Goldman emphasizes that the essence of this scenario is not simply compressing personnel numbers, but reflects an increasingly obvious structural transformation trend in the industry since mid-December 2025: companies generally combine personnel adjustments with shifts towards AI and machine learning computing roles.

In other words, Meta's layoffs are more like "replacement" — substituting current positions with more tech professionals with AI backgrounds — rather than shrinking overall headcount. Goldman Sachs thus characterizes it as a proactive talent restructuring, rather than a passive cost-cutting response.

Reality Labs: Abandoning Horizon Worlds, not the entire spatial computing track

According to Bloomberg, Meta plans to adjust the core products of Reality Labs, which was interpreted by outsiders as a full withdrawal from that business unit.

Goldman Sachs believes this interpretation is biased, and cites multiple subsequent official Meta statements indicating: the core of this adjustment is cutting investment in traditional VR legacy products represented by Horizon Worlds, while the company remains highly invested in broader spatial computing ambitions and its strategic direction has not changed.

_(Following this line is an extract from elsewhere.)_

PR #751, opened 2026-04-15
feat(rendering): support image legacy d-solo render mode, close #750

### LINKED ISSUE #750: Support legacy /d-solo/ render path for single panel image rendering
### Problem

The `get_panel_image` tool currently renders single panels using the `/render/d/{uid}?viewPanel={id}` path. This loads the entire dashboard and opens the panel view overlay, which is heavier and slower than necessary for single panel rendering.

In scenario two, Goldman Sachs assumes annual Reality Labs spending cut by high single-digit to low double-digit percentages, with 10% of the savings reinvested into the business. Under this scenario, the potential boost to GAAP EPS from 2026 to 2028 is in the low to mid single-digit percentage range, with moderate flexibility but clear direction.

Goldman Sachs' judgment is: Meta is essentially lowering the priority of traditional VR within Reality Labs to free more resources toward AI integration and augmented reality (AR) directions.

Foundation model delay: the timeline has always been within expectations

The New York Times reported that the public release time of Meta's superintelligence lab's latest foundation model may be delayed.

Goldman Sachs responded that this timing has never exceeded its expectations. Considering the superintelligence lab was established in mid-2025 and has been around less than a year, compared to Google DeepMind, OpenAI, Anthropic, and other leading model institutions that have long experience, Meta needs at least 9 to 12 months to exhibit initial results in the public domain.

Goldman Sachs restates its anchor of Meta management’s public statements: the window for foundational model releases and AI strategic pillars (computing power layout, agent products, etc.) will mainly be in the second half of 2026 to 2027, and the first batch of models is only a starting point, to be iterated and evolved over multiple years.

The bank believes that judging Meta's superintelligence lab's progress pace by OpenAI and Anthropic expectations, given Meta's lab founding timeline, is itself a baseline bias.

Three scenario calculations: unlocking different paths of EPS flexibility

Goldman Sachs established three "blue sky scenarios" in the report to quantify the potential impact of different cost optimization paths on earnings, and clearly stated that none are baseline forecasts—actual outcomes are subject to multiple variable influences.

Scenario one (adjusting personnel scale and per capita costs) had the most significant boost effect, with potential increase in EPS for 2026 of over 10%, and more than 20% for 2027-2028.

Scenario two (cutting Reality Labs spending) showed limited flexibility, boosting three-year EPS in the low to mid single-digit percentage range.

Scenario three (zero growth in non-D&A operational spending over the next three years) theoretically had the greatest elasticity, potentially bringing a 30% boost to 2026 EPS, and a 40%-50% upside for 2027-2028, but Goldman Sachs identifies it as the least likely scenario—the main constraints including ongoing wage inflation for AI and machine learning roles, and projected staff increases over multiple years.

Goldman Sachs points out that Meta's current cost structure has ample profit flexibility, and any management measures aimed at balancing efficiency and growth investments have the potential to keep pushing EPS forecasts upward for years to come, rather than causing downward pressure.